::: RECORD EXCERPTS :::

PR #544, opened 2020-10-24
feat!: add support for CommitStats

olavloite:
Adds support for returning `CommitStats` from read/write transactions.

Replaces #522


google-cloud-spanner/src/main/java/com/google/cloud/spanner/SessionPoolAsyncTransactionManager.java
```diff
@@ -239,4 +244,22 @@ public TransactionState getState() {
       return txnState;
     }
   }
+
+  public ApiFuture<CommitResponse> getCommitResponse() {
+    synchronized (lock) {
+      Preconditions.checkState(
+          txnState == TransactionState.COMMITTED,
+          "commit can only be invoked if the transaction was successfully committed");
```
skuruppu, line 252: Should this be "getCommitResponse can only be invoked..."?

google-cloud-spanner/src/main/java/com/google/cloud/spanner/TransactionManagerImpl.java
```diff
@@ -115,7 +117,14 @@ public Timestamp getCommitTimestamp() {
...
         txnState == TransactionState.COMMITTED,
         "getCommitTimestamp can only be invoked if the transaction committed successfully");
-    return txn.commitTimestamp();
+    return txn.getCommitResponse().getCommitTimestamp();
+  }
+
+  public CommitResponse getCommitResponse() {
+    Preconditions.checkState(
+        txnState == TransactionState.COMMITTED,
+        "getCommitTimestamp can only be invoked if the transaction committed successfully");
```
skuruppu, line 126:
```suggestion
        "getCommitResponse can only be invoked if the transaction committed successfully");
```

skuruppu (approved):
I'm not quite sure if we need the breaking change here. If it's just because of the interface update, I wouldn't mark it as such. But if there is an actual breaking change where users will have to update their code in order to use the next release, then let me know.

google-cloud-spanner/src/main/java/com/google/cloud/spanner/SessionPoolAsyncTransactionManager.java
olavloite: No, this is in the actual commit method. A client application could for example call `commit()` after calling `rollback` or before calling `begin`. This error will be thrown in those cases.

olavloite:
> I'm not quite sure if we need the breaking change here. If it's just because of the interface update, I wouldn't mark it as such. But if there is an actual breaking change where users will have to update their code in order to use the next release, then let me know.

There are no changes in this PR that will break existing code that just uses these interfaces. Binary compatibility with the previous version will be broken, and code that actually implements the `DatabaseClient` interface would need to be updated.

google-cloud-spanner/clirr-ignored-differences.xml
```diff
@@ -406,4 +406,62 @@
     <className>com/google/cloud/spanner/AbstractLazyInitializer</className>
     <method>java.lang.Object initialize()</method>
   </difference>
+  
+  <!-- Support for CommitStats added -->
```
elharo, line 410: another one where a major version bump is required

elharo (changes requested):

skuruppu:
@olavloite, I just merged in #817 so you can rebase this PR. In light of the discussions about binary incompatibility, please take a look and see if the implementation needs to be changed to avoid a breaking change or if we'll just have to do a semver updgrade.

olavloite:
> @olavloite, I just merged in #817 so you can rebase this PR. In light of the discussions about binary incompatibility, please take a look and see if the implementation needs to be changed to avoid a breaking change or if we'll just have to do a semver updgrade.

@skuruppu One possible way to change this into a non-breaking change would be to return the `CommitStats` through the options object instead of through the `TransactionRunner`. In the current implementation requesting and getting the `CommitStats` looks like this:

```java
    TransactionRunner runner = client.readWriteTransaction(Options.commitStats());
    runner.run(
        new TransactionCallable<Void>() {
          @Override
          public Void run(TransactionContext transaction) throws Exception {
            transaction.buffer(Mutation.delete("FOO", Key.of("foo")));
            return null;
          }
        });
    System.out.println(runner.getCommitResponse().getCommitStats());
```

That could be changed to the following:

:::

TASK DETAILS - Repeat all of the material above exactly, with no line dropped.

TASK OUTPUT -
PR #544, opened 2020-10-24
feat!: add support for CommitStats

olavloite:
Adds support for returning `CommitStats` from read/write transactions.

Replaces #522


google-cloud-spanner/src/main/java/com/google/cloud/spanner/SessionPoolAsyncTransactionManager.java
```diff
@@ -239,4 +244,22 @@ public TransactionState getState() {
       return txnState;
     }
   }
+
+  public ApiFuture<CommitResponse> getCommitResponse() {
+    synchronized (lock) {
+      Preconditions.checkState(
+          txnState == TransactionState.COMMITTED,
+          "commit can only be invoked if the transaction was successfully committed");
```
skuruppu, line 252: Should this be "getCommitResponse can only be invoked..."?

google-cloud-spanner/src/main/java/com/google/cloud/spanner/TransactionManagerImpl.java
```diff
@@ -115,7 +117,14 @@ public Timestamp getCommitTimestamp() {
...
         txnState == TransactionState.COMMITTED,
         "getCommitTimestamp can only be invoked if the transaction committed successfully");
-    return txn.commitTimestamp();
+    return txn.getCommitResponse().getCommitTimestamp();
+  }
+
+  public CommitResponse getCommitResponse() {
+    Preconditions.checkState(
+        txnState == TransactionState.COMMITTED,
+        "getCommitTimestamp can only be invoked if the transaction committed successfully");
```
skuruppu, line 126:
```suggestion
        "getCommitResponse can only be invoked if the transaction committed successfully");
```

skuruppu (approved):
I'm not quite sure if we need the breaking change here. If it's just because of the interface update, I wouldn't mark it as such. But if there is an actual breaking change where users will have to update their code in order to use the next release, then let me know.

google-cloud-spanner/src/main/java/com/google/cloud/spanner/SessionPoolAsyncTransactionManager.java
olavloite: No, this is in the actual commit method. A client application could for example call `commit()` after calling `rollback` or before calling `begin`. This error will be thrown in those cases.

olavloite:
> I'm not quite sure if we need the breaking change here. If it's just because of the interface update, I wouldn't mark it as such. But if there is an actual breaking change where users will have to update their code in order to use the next release, then let me know.

There are no changes in this PR that will break existing code that just uses these interfaces. Binary compatibility with the previous version will be broken, and code that actually implements the `DatabaseClient` interface would need to be updated.

google-cloud-spanner/clirr-ignored-differences.xml
```diff
@@ -406,4 +406,62 @@
     <className>com/google/cloud/spanner/AbstractLazyInitializer</className>
     <method>java.lang.Object initialize()</method>
   </difference>
+  
+  <!-- Support for CommitStats added -->
```
elharo, line 410: another one where a major version bump is required

elharo (changes requested):

skuruppu:
@olavloite, I just merged in #817 so you can rebase this PR. In light of the discussions about binary incompatibility, please take a look and see if the implementation needs to be changed to avoid a breaking change or if we'll just have to do a semver updgrade.

olavloite:
> @olavloite, I just merged in #817 so you can rebase this PR. In light of the discussions about binary incompatibility, please take a look and see if the implementation needs to be changed to avoid a breaking change or if we'll just have to do a semver updgrade.

@skuruppu One possible way to change this into a non-breaking change would be to return the `CommitStats` through the options object instead of through the `TransactionRunner`. In the current implementation requesting and getting the `CommitStats` looks like this:

```java
    TransactionRunner runner = client.readWriteTransaction(Options.commitStats());
    runner.run(
        new TransactionCallable<Void>() {
          @Override
          public Void run(TransactionContext transaction) throws Exception {
            transaction.buffer(Mutation.delete("FOO", Key.of("foo")));
            return null;
          }
        });
    System.out.println(runner.getCommitResponse().getCommitStats());
```

That could be changed to the following:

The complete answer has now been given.